Findings address the core question by demonstrating that recurrent architectures better match human AGL behavior than feedforward networks across grammar complexity levels and training dynamics, particularly when training examples are limited to human-like exposure. The temporal learning curves and sequence-length effects of RR networks mirror human patterns, suggesting that recursion and temporal dependency modeling are central to human grammar learning. The exception (Regular Grammar B) aligns with the idea that more complex or less explicit grammars may be learned implicitly, where FF architectures can approximate human performance. The extended analysis over 10 regular grammars shows RR advantages are most pronounced for simpler, more explicitly learnable grammars, supporting a mapping between RR and explicit processes, and FF and implicit processes, paralleling feedforward vs recurrent distinctions in visual cognition.
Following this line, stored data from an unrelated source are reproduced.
PR #13937, opened 2026-07-13
Resolve pre_start hook images alongside service images

### LINKED ISSUE #13924: [BUG] Docker compose up/pull does not pull images referenced in pre_start lifecycle hooks

ndeloof:
## What I did

Fixes #13924.

`pre_start` hooks run as **ephemeral init containers** with their own image (`ServiceHook.Image`), but that image was ignored by Compose image resolution:

- `docker compose config --images` didn't list it
- `docker compose pull` didn't fetch it
- `docker compose up` failed at runtime with `No such image` when the hook image wasn't already present locally (the hook has no on-the-fly pull — `createPreStartContainer` just calls `ContainerCreate` with `hook.Image`)

This PR treats `pre_start` hook images like service images. A new `api.GetDependentImages(service)` helper returns a service's `pre_start` hook images, and it is used wherever service images are collected/pulled:

| Location | Change |
|---|---|
| `pkg/api/api.go` | new `GetDependentImages` helper |
| `pkg/compose/build.go` — `getLocalImagesDigests` | collect hook images |
| `pkg/compose/pull.go` — `pullRequiredImages` (`up`/`create` path) | pull missing hook images (same pattern as `VolumeTypeImage`) |
| `pkg/compose/pull.go` — `pull` (the `pull` command) | pull missing hook images, inheriting the parent service pull policy |
| `cmd/compose/config.go` — `runConfigImages` | list hook images |

## Scope

Only `pre_start` is in scope. `post_start` / `pre_stop` hooks run via `ExecCreate` **inside** the service container (`pkg/compose/hook.go`) and never use `hook.Image`, so there is nothing to pull for them. An empty hook image falls back to the service image, which is already resolved.

## Known limitations / follow-ups

Digest resolution and locking are **not** covered by this PR, deliberately:

- **`config --resolve-image-digests`**: `compose-go`'s `Project.WithImagesResolved` only resolves `service.Image`, never hook images. Covering hooks cleanly requires extending `WithImagesResolved` upstream — done in compose-spec/compose-go#894, to be wired here once it is released and vendored.
- **`config --lock-image-digests`**: this produces an *override* file that is re-merged, but `pre_start` has no special merge rule and its list is merged by **concatenation** (`override/merge.go`), so a hook override would **duplicate** the hook instead of pinning it. To be addressed together with / after the compose-go change.

## Tests

Unit tests only:

- `TestGetDependentImages` (`pkg/api`) — with/without hook image, and confirms `post_start`/`pre_stop` are not collected.
- `TestGetLocalImagesDigests_PreStartHook` (`pkg/compose`) — the hook image (`alpine:3.19`) is inspected alongside the service image (`alpine:3.20`).

## How to test manually

```yaml
services:
  sample:
    image: alpine:3.20
    command: sh -c 'sleep 5'
    pre_start:
      - image: alpine:3.19
        command: sh -c 'echo init'
```

```console
$ docker rmi alpine:3.19
$ docker compose config --images   # now lists alpine:3.19 AND alpine:3.20
$ docker compose pull              # now pulls alpine:3.19
```

### DIFF
--- a/pkg/api/api.go
+++ b/pkg/api/api.go
@@ -760,3 +760,17 @@ func GetImageNameOrDefault(service types.ServiceConfig, projectName string) stri
 	}
 	return imageName
 }
+
+// GetDependentImages returns the additional images a service depends on beyond
+// its main image. Currently this is the set of pre_start hook images, which run
+// as ephemeral init containers with their own image (an empty hook image falls
+// back to the service image, which is already accounted for elsewhere).
+func GetDependentImages(service types.ServiceConfig) []string {
+	var images []string
+	for _, hook := range service.PreStart {
+		if hook.Image != "" {
+			images = append(images, hook.Image)
+		}
+	}
+	return images
+}
--- a/pkg/api/api.go
+++ b/pkg/api/api.go
@@ -763,12 +763,14 @@ func GetImageNameOrDefault(service types.ServiceConfig, projectName string) stri
 
 // GetDependentImages returns the additional images a service depends on beyond
 // its main image. Currently this is the set of pre_start hook images, which run
-// as ephemeral init containers with their own image (an empty hook image falls
-// back to the service image, which is already accounted for elsewhere).
-func GetDependentImages(service types.ServiceConfig) []string {
+// as ephemeral init containers with their own image. A hook without an explicit
+// image, or one reusing the service image, is skipped as that image is already
+// accounted for as the service image.
+func GetDependentImages(service types.ServiceConfig, projectName string) []string {
+	serviceImage := GetImageNameOrDefault(service, projectName)
 	var images []string
 	for _, hook := range service.PreStart {
-		if hook.Image != "" {
+		if hook.Image != "" && hook.Image != serviceImage {
 			images = append(images, hook.Image)
 		}
 	}
--- a/pkg/compose/pull.go
+++ b/pkg/compose/pull.go
@@ -135,6 +135,42 @@ func (s *composeService) pull(ctx context.Context, project *types.Project, opts 
 		i++
 	}
 
+	// pre_start hook images run as ephemeral init containers with their own
+	// image, so they must be pulled too. They have no pull policy of their own,
+	// so we inherit the parent service's policy for skip decisions.
+	for name, service := range project.Services {
+		if service.PullPolicy == types.PullPolicyNever || service.PullPolicy == types.PullPolicyBuild {
+			continue
+		}
+		for _, img := range api.GetDependentImages(service) {
+			switch service.PullPolicy {
+			case types.PullPolicyMissing, types.PullPolicyIfNotPresent:
+				if imageAlreadyPresent(img, images) {
+					s.events.On(api.Resource{
+						ID:      "Image " + img,
+						Status:  api.Done,
+						Text:    "Skipped",
+						Details: "Image is already present locally",
+					})
+					continue
+				}
+			}
+			if _, ok := imagesBeingPulled[img]; ok {
+				continue
+			}
+			imagesBeingPulled[img] = name
+			hookService := types.ServiceConfig{Name: name, Image: img}
+			eg.Go(func() error {
+				_, err := s.pullServiceImage(ctx, hookService, opts.Quiet, project.Environment["DOCKER_DEFAULT_PLATFORM"])
+				if err != nil && !opts.IgnoreFailures {
+					// fail fast: a hook image can't be built as a fallback
+					return err
+				}
+				return nil
+			})
+		}
+	}
+
 	err = eg.Wait()
 
 	if len(mustBuild) > 0 {
@@ -313,6 +349,16 @@ func (s *composeService) pullRequiredImages(ctx context.Context, project *types.
 			}
 		}
 
+		for i, img := range api.GetDependentImages(service) {
+			if _, ok := images[img]; !ok {
+				// Hack: create a fake ServiceConfig so we pull missing pre_start hook image
+				n := fmt.Sprintf("%s:pre_start %d", name, i)
+				needPull[n] = types.ServiceConfig{
+					Name:  n,
+					Image: img,
+				}
+			}
+		}
 	}
 	if len(needPull) == 0 {
 		return nil
--- a/pkg/compose/pull.go
+++ b/pkg/compose/pull.go
@@ -136,15 +136,17 @@ func (s *composeService) pull(ctx context.Context, project *types.Project, opts 
 	}
 
 	// pre_start hook images run as ephemeral init containers with their own
-	// image, so they must be pulled too. They have no pull policy of their own,
-	// so we inherit the parent service's policy for skip decisions.
+	// registry image. They have no pull policy of their own, so we inherit the
+	// parent service's policy for skip decisions. Unlike the service image, a
+	// hook image can't be built, so `build` does not exempt it from pulling —
+	// only `never` does (consistent with the `up`/create path).
 	for name, service := range project.Services {
-		if service.PullPolicy == types.PullPolicyNever || service.PullPolicy == types.PullPolicyBuild {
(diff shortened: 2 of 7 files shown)


docker-agent (commented):
### Assessment: 🟢 APPROVE

The PR correctly surfaces `pre_start` hook images for resolution, pulling, and listing. The core logic in `GetDependentImages`, the goroutine closures in `pull()`, and error propagation are all sound. No high or medium severity bugs were confirmed.

**Summary of analysis:**
- `GetDependentImages` correctly filters empty images and only includes `pre_start` hooks (not `post_start`/`pre_stop`, which have no image to pull).
- `pull()` correctly inherits the parent service's pull policy for hook images, including skipping on `PullPolicyNever`/`PullPolicyBuild`, checking local presence for `PullPolicyMissing`/`PullPolicyIfNotPresent`, and always pulling for `PullPolicyAlways`.
- `pullRequiredImages()` follows the same "pull if missing" pattern as the existing volume-image block — consistent with the function's existing design.
- Goroutine closures are safe: `hookService` is a local copy per iteration.
- Error propagation from hook-image pulls goes through `eg.Wait()` and is correctly returned to callers.

pkg/compose/pull.go
```diff
@@ -313,6 +349,16 @@ func (s *composeService) pullRequiredImages(ctx context.Context, project *types.
 			}
 		}
 
+		for i, img := range api.GetDependentImages(service) {
+			if _, ok := images[img]; !ok {
+				// Hack: create a fake ServiceConfig so we pull missing pre_start hook image
```
ndeloof: Note to myself: we should extract an `ImageRef` struct so `pullServiceImage` doesn't relies on `ServiceConfig` and we don't need such a hack

pkg/api/api.go
```diff
@@ -760,3 +760,17 @@ func GetImageNameOrDefault(service types.ServiceConfig, projectName string) stri
...
+// back to the service image, which is already accounted for elsewhere).
+func GetDependentImages(service types.ServiceConfig) []string {
+	var images []string
+	for _, hook := range service.PreStart {
+		if hook.Image != "" {
+			images = append(images, hook.Image)
+		}
+	}
+	return images
+}
```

The study emphasizes the importance of fair, matched training regimes for human–model comparisons and highlights learning rate as a critical parameter for RR performance.

Recurrent neural networks more closely reproduce human behavior in artificial grammar learning than feedforward networks, regardless of the grammar’s level in the Chomsky hierarchy, when trained on human-comparable numbers of examples. Across ten regular grammars, RR superiority is greatest for simpler grammars—those more likely to be learned explicitly—supporting the hypothesis that explicit knowledge is best modeled by recurrent architectures, while FF may capture implicit dynamics. The results endorse recursion as a key component in cognitive language processes. Future work should extend to more ecological grammars, explore neuroimaging to link computational and neural dynamics, and examine broader architectures (e.g., gated RNNs) with carefully controlled training to further validate these conclusions.

- Training regimes were limited to ~500 examples and a single epoch (batch size 15), which, while matching human exposure, may undertrain certain architectures (e.g., LSTMs). - Architectures were restricted to fully connected FF and simple fully recurrent layers; gated or convolutional/residual variants might mitigate issues like vanishing gradients and handle longer dependencies better. - Parameter searches, while systematic (layers and learning rates across four parameter-count regimes), did not exhaustively explore all hyperparameters (e.g., neuron counts per layer, regularization, optimizers beyond SGD/RMSprop). - The Chomsky hierarchy does not fully capture cognitive complexity; results may not generalize to natural languages and more ecological grammars. - Sample sizes per grammar (n=11–15) are modest; explicit/memory blocks had only 20 trials each. - RTs were not modeled by the networks; only accuracy was compared. - The human design combined training and testing, which facilitates learning-curve comparison but differs from classic two-phase AGL designs.